Licencia de Creative Commons
Esta obra está bajo una licencia de Creative Commons Reconocimiento-NoComercial-CompartirIgual 4.0 Internacional.

Abstract

Transcription factor NRF2 orchestrates a cellular defense against oxidative stress and, so far, has been involved in tumor progression by providing a metabolic adaptation to tumorigenic demands and resistance to chemotherapeutics. In this study, we discover that NRF2 also propels tumorigenesis in gliomas and glioblastomas by inducing the expression of the transcriptional co-activator TAZ, a protein of the Hippo signaling pathway that promotes tumor growth. The expression of the genes encoding NRF2 (NFE2L2) and TAZ (WWTR1) showed a positive correlation in 721 gliomas from The Cancer Genome Atlas database. Moreover, NRF2 and TAZ protein levels also correlated in immunohistochemical tissue arrays of glioblastomas. Genetic knock-down of NRF2 decreased, while NRF2 overexpression or chemical activation with sulforaphane, increased TAZ transcript and protein levels.
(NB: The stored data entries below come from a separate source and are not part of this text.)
Issue #636, opened 2017-06-27
how to use a specific initializer for VanillaLSTMBuilder?


rasoolims:
I was not able to find an example. For example, how can I use a UniformInitializer with a specific stdv?

pmichel31415:
I don't think this is possible for now, although it would be cool if it were.

One solution is to set the value of the parameters manually after intialization.

If you are using python, something like:

    lstm=dy.VanillaLSTMBuilder(...)
    lstm.get_parameters()[0][0].set_value(np.random.uniform(...))

pmichel31415:
Actually this is a duplicate of #529

jcyk:
@pmichel31415  I tried the way you suggested. It does seem to work on GPU. Any idea?

Issue #529, opened 2017-05-07
How to change LSTM ParameterInit?


speedcell4:
if I want to init LSTM parameter with other initialization method, e.g. [`Orthogonal`](https://keras.io/initializers/#orthogonal) in Keras, how can I do that?

neubig:
I think at the moment adjusting the LSTM initialization is not supported directly in DyNet's LSTMBuilders, but this is something that might be nice to support.

Also, I believe `ParameterInitSaxe` does orthonormal initialization, but is not supported on GPU at the moment.

yoavg:
As a workaround, you could get the parameter matrices from the LSTMBuilder, and change their values. This is a bit cumbersome and less efficient than init (because you set the values twice) but it happens just once in the beginning, so should be fine. (this will be tricky to do at the moment using the python bindings, but should be doable with the cpp version).

danielhers:
Has anyone done what @yoavg suggested here and could share an example? Now it should be possible in Python too, I think.

PR #722, opened 2017-07-21
allow Parameter.set_value to work on both GPU and CPU

jcyk:
Old version of `set_value()`  does not work on GPU. This PR may fix it.

Give a way to set the value of the parameters manually after initialization is useful.
For example, manully initialize an LSTM #529 and #636


neubig:
Thanks! This is a good idea. Could you add a unit test to `test-params.cc` that ensures that this functionality is working correctly?

neubig:
Hmm, the Python test is giving me a segfault on GPU (but not on CPU):

    test_layer_norm (test.TestOperations) ... ok
    test_grad (test.TestParameters) ... ok
    test_is_updated (test.TestParameters) ... ok
    test_set_updated (test.TestParameters) ... ok
    test_set_value (test.TestParameters) ... Segmentation fault (core dumped)

Are you able to reproduce this? If not, I can take a look.

jcyk:
Uh. I think it is because my transfer from numpy.ndarray to vector<float> is too naive. It only works when type of value is float32 and in successive memory. There is a solution in _dynet.pyx (https://github.com/clab/dynet/blob/master/python/_dynet.pyx#L475 )but commented with "to make more efficient ". Any idea?

jcyk:
@neubig 
I tested on my machine, but could not reproduce the segfault, things just work fine.
It seems the direct transfer is okay at least in my machine.

neubig:
Sorry it took so long to get back to this. I tried one more time and the segmentation fault was resolved. I'm guessing that my environment was broken when I tried before, so it looks like things are working. Thanks!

Mechanistically, we identified several NRF2-regulated functional enhancers in the regulatory region of WWTR1. The relevance of the new NRF2/TAZ axis in tumorigenesis was demonstrated in subcutaneous and intracranial grafts. Thus, intracranial inoculation of NRF2-depleted glioma stem cells did not develop tumors as determined by magnetic resonance imaging. Forced TAZ overexpression partly rescued both stem cell growth in neurospheres and tumorigenicity. Hence, NRF2 not only enables tumor cells to be competent to proliferate but it also propels tumorigenesis by activating the TAZ-mediated Hippo transcriptional program.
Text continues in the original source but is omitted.